Yep. The veil of coherence extends convincingly far by means of absurd statistical power, but the artifacts of next token prediction become far more obvious when you're running models that can work on commodity hardware
> As someone that started using Co-work, I feel like I am going insane with the frequency that I have to keep telling it to stay on task.
Used to have the same thing happening when using Sonnet or Opus via Windsurf.
After switching to Claude Code directly though (and using "/plan" mode), this isn't a thing any more.
So, I reckon the problem is in some of these UI/things, and probably isn't in the models they're sending the data to. Windsurf for example, which we no longer use due to the inferior results.
In my experience all of the models do that. It's one of the most infuriating things about using them, especially when I spend hours putting together a massive spec/implementation plan and then have to sit there babysitting it going "are you sure phase 1 is done?" and "continue to phase 2"
I tend to work on things where there is a massive amount of code to write but once the architecture is laid down, it's just mechanical work, so this behavior is particularly frustrating.
I hope you will excuse my ignorance on this subject, so as a learning question for me: is it possible to add what you put there as an absolute condition, that all available functions and data are present as an overarching mandate, and it’s simply plug and chug?

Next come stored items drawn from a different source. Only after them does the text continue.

PR #378, opened 2021-03-20
Bug fix for https://bugs.launchpad.net/or/+bug/1919354 In isolated locos rear brakeman view is not available

Csantucci:
See http://www.elvastower.com/forums/index.php?/topic/34936-no-6-rear-camera-for-player-locomotive/


YoRyan (approved):
Looks good, Carlo.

Recently it seems that even if you add those conditions the LLMs will tend to ignore them. So you have to repeatedly prompt them. Sometimes string or emphatic language will help them keep it “in mind”.
If found it better to split in smaller tasks from a first overall analysis and make it do only that subtask and make it give me the next prompt once finished (or feed that to a system of agents). There is a real threshold from where quality would be lost.
If you ask it to do something laborious like review a bunch of websites for specific content it will constantly give up, providing you information on how you can continue the process yourself to save time. Its maddening.